In the 2010s, Ugaz worked on the Chalina de la Esperanza initiative, which sought to honor victims of the Peruvian conflict.

=== Investigation into Sodalitium ===
Along with her colleague Pedro Salinas, Ugaz launched an investigation into alleged cases of sexual, physical, and psychological abuse of young boys committed under the auspices of Sodalitium Christianae Vitae, also known in Spanish as Sodalicio de Vida Cristiana, a society of apostolic life founded in Peru in 1971 by Luis Fernando Figari.
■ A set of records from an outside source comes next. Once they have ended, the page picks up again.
PR #2045, opened 2020-11-09
Link to the JARs on Mvn Central

holyjak:
because I could not find them easily

### DIFF
--- a/opentracing-shim/README.md
+++ b/opentracing-shim/README.md
@@ -1,7 +1,9 @@
 [![Javadocs][javadoc-image]][javadoc-url]
-# OpenTelemetry - OpenTracing Shim
+# OpenTelemetry - OpenTracing Shim (Bridge)
 The OpenTracing shim is a bridge layer from OpenTelemetry to the OpenTracing API.
 It takes OpenTelemetry Tracer and exposes it as an implementation of an OpenTracing Tracer.
+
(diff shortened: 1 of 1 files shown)


opentracing-shim/README.md
```diff
@@ -1,8 +1,10 @@
 [![Javadocs][javadoc-image]][javadoc-url]
-# OpenTelemetry - OpenTracing Shim
+# OpenTelemetry - OpenTracing Shim (Bridge)
```
jkwatson, line 2: I'm not totally opposed to adding the parenthetical, but it's not the naming that we've been using on the project. Do you think this makes things more clear or discoverable?

anuraaga: Yeah agree with @jkwatson - Shim is already a bridge so it seems like stuttering, I'd leave it out.

jkwatson, line 2:
```suggestion
# OpenTelemetry - OpenTracing Shim
```

jkwatson:
@holyjak thanks for the contribution. Looks like there are a couple of comments to take a look at, and you'll need to sign the CLA before we can get it merged. Thanks!

opentracing-shim/README.md
breedx-splk: Also worth pointing out that "bridge" has a different meaning in the instrumentation/agent project, so I'd avoid that here.

jkwatson:
closing this, because we cannot merge without the CLA being signed. I created an issue to update our docs before release: #2393

PR #2383, opened 2020-12-21
Split different aggregations in their own files

bogdandrutu:

### DIFF
--- a/sdk/metrics/src/main/java/io/opentelemetry/sdk/metrics/aggregation/Aggregations.java
+++ b/sdk/metrics/src/main/java/io/opentelemetry/sdk/metrics/aggregation/Aggregations.java
@@ -5,28 +5,8 @@
 
 package io.opentelemetry.sdk.metrics.aggregation;
 
-import io.opentelemetry.api.common.Labels;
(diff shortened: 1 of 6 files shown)


sdk/metrics/src/main/java/io/opentelemetry/sdk/metrics/aggregation/Aggregations.java
```diff
@@ -5,36 +5,16 @@
...
-
 public final class Aggregations {
+  private Aggregations() {}
 
   /**
    * Returns an {@code Aggregation} that calculates sum of recorded measurements.
    *
    * @return an {@code Aggregation} that calculates sum of recorded measurements.
    */
   public static Aggregation sum() {
```
anuraaga, line 16: For followup guess we can move these into `Aggregation.java` itself

anuraaga (approved):

sdk/metrics/src/main/java/io/opentelemetry/sdk/metrics/aggregation/Aggregations.java
bogdandrutu: Yes, but I try to limit the PR sizes :)

PR #2384, opened 2020-12-22
Remove AbstractBoundInstrument, move mapping logic to Aggregator

bogdandrutu:
Remove one allocation when calling instruments without bounds.


sdk/metrics/src/main/java/io/opentelemetry/sdk/metrics/SynchronousInstrumentAccumulator.java
```diff
@@ -14,45 +14,41 @@
...
-      return binding;
+      return aggregator;
     }
 
     // Missing entry or no longer mapped, try to add a new entry.
-    binding = boundFactory.apply(instrumentProcessor.getAggregator());
+    aggregator = instrumentProcessor.getAggregator();
     while (true) {
-      B oldBound = boundLabels.putIfAbsent(labels, binding);
+      Aggregator oldBound = aggregatorLabels.putIfAbsent(labels, aggregator);
```
jkwatson, line 40: tiny nit: might rename this variable to `boundAggregator`

sdk/metrics/src/test/java/io/opentelemetry/sdk/metrics/SynchronousInstrumentAccumulatorTest.java
```diff
@@ -0,0 +1,52 @@
...
+      accumulator.collectAll();
+      Aggregator anotherDuplicateAggregator = accumulator.bind(Labels.of("K", "V"));
+      try {
+        assertThat(anotherDuplicateAggregator).isEqualTo(aggregator);
+      } finally {
+        anotherDuplicateAggregator.release();
+      }
+    } finally {
+      aggregator.release();
+      aggregator.release();
```
jkwatson, line 49: could we add a verification that there is nothing bound at this point? Not sure if that would require dipping into the internals, but it seems like a valuable assertion to be able to make.

jkwatson (approved):
👍 good change. Thanks!

sdk/metrics/src/main/java/io/opentelemetry/sdk/metrics/SynchronousInstrumentAccumulator.java
bogdandrutu: Done.

sdk/metrics/src/test/java/io/opentelemetry/sdk/metrics/SynchronousInstrumentAccumulatorTest.java
bogdandrutu: So it is a bit of logic implied here. But because all of them are same instance based on the assertions in the test, just trying to unmap will confirm that the aggregator is no longer referenced (in use). This will unfortunately get a bit into internals and calling collectAll will not work anymore after this, but for testing is good enough.

PR #2385, opened 2020-12-22
Deprecate addSpanProcessor mutator

anuraaga:
Not used in our code anymore.


bogdandrutu:
I think before we prove we can pass the tests with the PR I created that global is set once per test and before anyone reads it we are not confident to remove this.

jkwatson:
> I think before we prove we can pass the tests with the PR I created that global is set once per test and before anyone reads it we are not confident to remove this.

Discussion ongoing over in https://github.com/open-telemetry/opentelemetry-java/discussions/2371 Your participation would be very helpful. Thanks!

jkwatson (approved):
Thanks!

jkwatson:
I'm going to merge this. If we decide we can't remove this due to unforeseen issues, we can un-deprecate it.

PR #2386, opened 2020-12-22
Reduce usage of GlobalOpenTelemetry

anuraaga:
Mostly to make the tests more readable rather than relying on what happens to be in the global at the time (possibly mutated in another test in the package).

### DIFF
--- a/perf-harness/src/test/java/io/opentelemetry/perf/OtlpPipelineStressTest.java
+++ b/perf-harness/src/test/java/io/opentelemetry/perf/OtlpPipelineStressTest.java
@@ -26,6 +26,7 @@ import io.opentelemetry.sdk.metrics.export.IntervalMetricReader;
 import io.opentelemetry.sdk.resources.Resource;
 import io.opentelemetry.sdk.resources.ResourceAttributes;
 import io.opentelemetry.sdk.testing.exporter.InMemoryMetricExporter;
+import io.opentelemetry.sdk.trace.SdkTracerManagement;
 import io.opentelemetry.sdk.trace.SdkTracerProvider;
 import io.opentelemetry.sdk.trace.export.BatchSpanProcessor;
 import java.io.IOException;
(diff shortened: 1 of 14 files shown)


perf-harness/src/test/java/io/opentelemetry/perf/OtlpPipelineStressTest.java
```diff
@@ -243,16 +245,22 @@ private static IntervalMetricReader setupSdk(MetricExporter metricExporter) {
...
-        .setMetricProducers(
-            Collections.singleton(
-                ((SdkMeterProvider) GlobalMetricsProvider.get()).getMetricProducer()))
-        .setExportIntervalMillis(1000)
-        .build();
-  }
+    Resource resource =
+        Resource.create(
+            Attributes.builder()
+                .put(ResourceAttributes.SERVICE_NAME, "PerfTester")
```
jkwatson, line 251: heh...this is more of a "how does the SDK react to bad situations" than perf per se, but this is fine. :)

jkwatson: And, I had put `perf` in the name of the tracer, so I'm mostly to blame here. ;)

perf-harness/src/test/java/io/opentelemetry/perf/OtlpPipelineStressTest.java
```diff
@@ -101,6 +102,8 @@
 
   private final InMemoryMetricExporter metricExporter = InMemoryMetricExporter.create();
 
+  private SdkTracerProvider tracerProvider;
```
jkwatson, line 105: Do we need the whole `SdkTracerProvider` here, or is the management interface enough?  I actually struggled with this kind of decision in the examples, as well.  It's so easy to end up with the SDK tracer provider and to use it for instrumentation, and we'd definitely like to discourage that pattern as much as possible.

jkwatson (approved):
Thanks!

perf-harness/src/test/java/io/opentelemetry/perf/OtlpPipelineStressTest.java
anuraaga: Oops forgot to remove the unnecessary system property too, phew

After five years of work, the reporters published Mitad monjes, mitad soldados in 2015. The book's publication led the Public Ministry of Peru to open an investigation. Figari was sanctioned by the Vatican and went into exile.

In response to her journalistic work, Ugaz has been the victim of a disinformation and defamation campaign, including digital attacks, death threats, and legal battles. The archbishop of Piura, Antonio Eguren Anselmi, issued a complaint in 2018, but it was withdrawn the following year after the Vatican intervened. She was also targeted with legal cases brought by real estate manager Alberto Gómez de la Torre, whose company allegedly had ties with Sodalitium. In 2019, she was identified as the journalist facing the most lawsuits in Peru. Her opponents have also targeted Ugaz's husband, British journalist Dan Collyns, over her work.

Ugaz received a Courage in Journalism Award from the International Women's Media Foundation in 2021. In 2023, her case was featured in a London exhibition by PEN International. In 2025, a play titled Proyecto Ugaz dramatized her investigation.